**** Dataset

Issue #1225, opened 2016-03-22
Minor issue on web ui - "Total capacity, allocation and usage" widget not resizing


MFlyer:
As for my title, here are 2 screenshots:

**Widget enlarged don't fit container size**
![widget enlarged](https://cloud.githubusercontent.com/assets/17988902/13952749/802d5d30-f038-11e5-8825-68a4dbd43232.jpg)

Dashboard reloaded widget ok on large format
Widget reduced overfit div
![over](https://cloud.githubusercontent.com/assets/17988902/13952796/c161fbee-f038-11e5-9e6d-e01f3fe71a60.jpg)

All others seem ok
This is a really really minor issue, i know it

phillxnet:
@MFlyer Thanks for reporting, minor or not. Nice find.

********
**** Dataset

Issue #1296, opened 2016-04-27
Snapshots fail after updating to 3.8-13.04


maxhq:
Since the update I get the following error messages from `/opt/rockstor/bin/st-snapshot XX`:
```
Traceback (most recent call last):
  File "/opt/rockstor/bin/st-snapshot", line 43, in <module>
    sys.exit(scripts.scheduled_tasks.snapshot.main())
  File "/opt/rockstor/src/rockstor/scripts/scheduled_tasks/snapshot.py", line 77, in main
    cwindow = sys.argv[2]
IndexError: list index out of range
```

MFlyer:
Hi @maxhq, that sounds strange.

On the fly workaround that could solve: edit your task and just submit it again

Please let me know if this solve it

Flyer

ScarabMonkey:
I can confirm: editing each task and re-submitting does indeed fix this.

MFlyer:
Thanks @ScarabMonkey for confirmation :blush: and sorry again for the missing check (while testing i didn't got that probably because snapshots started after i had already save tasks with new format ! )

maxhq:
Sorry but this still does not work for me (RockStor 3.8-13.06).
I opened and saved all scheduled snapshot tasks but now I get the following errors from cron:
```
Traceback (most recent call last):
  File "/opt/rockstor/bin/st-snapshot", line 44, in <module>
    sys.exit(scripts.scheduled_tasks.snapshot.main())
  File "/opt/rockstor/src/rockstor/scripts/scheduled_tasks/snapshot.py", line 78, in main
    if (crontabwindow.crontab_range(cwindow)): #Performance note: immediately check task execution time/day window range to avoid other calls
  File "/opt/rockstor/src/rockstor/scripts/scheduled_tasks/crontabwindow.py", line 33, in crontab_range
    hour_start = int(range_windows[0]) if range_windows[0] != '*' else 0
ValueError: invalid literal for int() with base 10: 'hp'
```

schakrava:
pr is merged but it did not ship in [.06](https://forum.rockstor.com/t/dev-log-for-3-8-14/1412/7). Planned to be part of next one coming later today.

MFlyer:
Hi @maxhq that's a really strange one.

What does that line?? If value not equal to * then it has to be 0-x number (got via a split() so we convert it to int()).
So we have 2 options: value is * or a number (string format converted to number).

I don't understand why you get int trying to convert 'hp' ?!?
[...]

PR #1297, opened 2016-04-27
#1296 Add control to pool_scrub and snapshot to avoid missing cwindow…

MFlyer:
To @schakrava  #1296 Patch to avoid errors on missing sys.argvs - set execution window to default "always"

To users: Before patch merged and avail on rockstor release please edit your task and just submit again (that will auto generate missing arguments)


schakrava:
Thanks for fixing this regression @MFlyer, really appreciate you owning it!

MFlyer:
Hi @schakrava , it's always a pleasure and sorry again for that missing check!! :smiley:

********

— About this task —
Read the listing. Copy each line that has the word "assets" in it.

— Exercise response —
![widget enlarged](https://cloud.githubusercontent.com/assets/17988902/13952749/802d5d30-f038-11e5-8825-68a4dbd43232.jpg)
![over](https://cloud.githubusercontent.com/assets/17988902/13952796/c161fbee-f038-11e5-9e6d-e01f3fe71a60.jpg)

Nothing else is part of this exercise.